The conversion process also added-in Private Use Area copies of some of the characters above U+00FF. This is so that I can use those characters when producing graphics using Serif DrawPlus 7.09 on a Windows 98 platform. The Serif DrawPlus 7.09 program converts the glyphs to curves, so the fact that the Private Use Area mapping is used does not affect the finished result.

Today I started QUEST211.TTF from a copy of QUEST210.TTF, copied using "save as", completed the conversion process and then produced Quest text version 2.11 in QUESTTXT.TTF from QUEST211.TTF. This involved, after using "save as" to produce the QUESTTXT.TTF file, deleting all of the unused glyphs in QUESTTXT.TTF, then using Format | Settings | Ranges and calculating both ranges, then validating the font. The font was then tested using Microsoft Word 97.

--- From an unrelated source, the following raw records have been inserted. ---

PR #1261, opened 2026-06-04
Feature/pla 1384 deprecate embeddings from backend api 

THOR300:
# What does this do?
- Wholesale removal of the backend-api's ability to query the embeddings fields in vespa. This is done here by integrating a bump to the cpr sdk's package to a recent release that clears embeddings from the query layer: https://github.com/climatepolicyradar/cpr-sdk/releases/tag/v5.0.0

- We're clearing embeddings down from the query layer (backend-api and cpr_sdk) before we then go and remove the field and ranking profiles from vespa itself. 

- Some updates to the tests following the query changes, explanations commented against the modules themselves. 

## Why is it needed?
- Vespa costs us $13k / month, removing embeddings we estimate halves that cost. 
- We're not using embeddings so it's good practice to clear down old code paths etc. from our tech stack. 

## How was it tested?
- Existing unit and integration tests.


backend-api/tests/search/vespa/fixtures/vespa_document_passage.json
THOR300, line 1: note: Added passages containing "climate" to CCLW.executive.10246.4861 (2 passages) and CCLW.executive.4934.1571 (2 passages). cpr-sdk 5.0.0 replaced nearestNeighbor with pure keyword search, so test_continuation_token__passages — which queries for "climate" — now requires passages that literally contain the word.

backend-api/tests/search/vespa/setup_search_tests.py
THOR300, line 1: note: _populate_db_families previously deduped at the family level but not the document level. Adding a second passage for CCLW.executive.10246.4861 caused a primary key violation on FamilyDocument since _create_document was called twice for the same document_import_id. Added seen_document_ids tracking to guard against this.

backend-api/tests/search/vespa/test_vespa_search_pagination.py
THOR300, line 1: note: With keyword-only search each target family has 2 matching passages. At the default max_hits_per_family=10 Vespa returns both at once, so no passage continuation token is generated. Setting it to 1 in the test ensures Vespa pages through passages one at a time, which is what the test is exercising.

odrakes-cpr (approved):

jamesgorrie (approved):
Show me the 💰 ! Nice work.

PR #1262, opened 2026-06-04
Feature/pla 1384 bumping the cpr_sdk version to latest.

THOR300:
# What does this do?
- Updates the cpr sdk version for the backend api to the latest version. 
- This included updating post a couple of breaking changes where some fields were renamed. We were returning the response model of the sdk in the `families` and `documents` endpoints, this would've allowed the breaking change to propagate through so I've added an interrim model to stop this happening. 
- We can see the diff between the two different versions at this [link](https://github.com/climatepolicyradar/cpr-sdk/compare/v1.23.4...v4.3.0). This mainly consists of the addition of `PassagesV2`, `ConceptsV2` as well as some refactoring work. 👈 Please can the reviewer from @climatepolicyradar/application_engineers take a quick look at this as well 🙏 

## Why is it needed?
- It was out of date and we need to bring in a new release to facilitate the embeddings deprecation. 

## How was it tested?
- Existing unit and integration tests.


backend-api/app/models/search.py
```diff
@@ -373,6 +375,37 @@ def increment_pages(self):
...
+        return cls(
+            total_hits=r.total_hits,
+            total_family_hits=r.total_result_hits,
+            families=r.results,
+            query_time_ms=r.query_time_ms,
+            total_time_ms=r.total_time_ms,
+            continuation_token=r.continuation_token,
+            this_continuation_token=r.this_continuation_token,
+            prev_continuation_token=r.prev_continuation_token,
+        )
```
THOR300, line 410: **note**: The `total_result_hits` and `results` fields are the breaking changes here that needed mapping back to the fields which the frontend expects.

backend-api/tests/search/test_search.py
THOR300, line 1: **note**: In these tests the vespa response changes inline with the sdk but the backend's response model stays constant.

.trunk/pyrightconfig.backend-api.json
THOR300, line 1: note: The `pull_request` workflow runs trunk check after installing dependencies from the top level lock files. This doesn't include the backend-api, because we added new imports in `backend-api/app/models/search.py` this caused the check to fail so adding a trunk rule here.

odrakes-cpr (approved):
nice 1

QUEST211.TTF still has ready-mapped spaces for adding other characters. So any future development would start by copying QUEST211.TTF to a new file QUEST212.TTF and using the font name Quest text 212 during development. This means that I do not alter existing finished work, just in case later additions need to be rethought or abandoned.

The font is available from the following web page.


Posted: Thu Nov 08, 2007 11:57 am
by William
Earlier this morning I was experimenting and thought that I would try to produce an A3 size pdf document such that a print suitable for framing could be made in a printshop. I decided to use one of the glyphs from within the Private Use Area of my Quest text font.

The original artwork was produced long ago, by me, by drawing directly into the Microsoft Paint program in white upon red and when imported into the font and back-calibrated with the font in use it turned out that the original drawing was the same size as the font glyph at about 340 point in size using Microsoft Windows.

It was so long ago that I imported the drawing into the font that the conversion from the bitmap drawing of the Paint program to the B├ęzier curves of a font may well have been done using the Softy program, before I used FontCreator.

The character is used at 720 point centred. The PagePlus 11 program converted the glyph to curves during the production of the pdf document.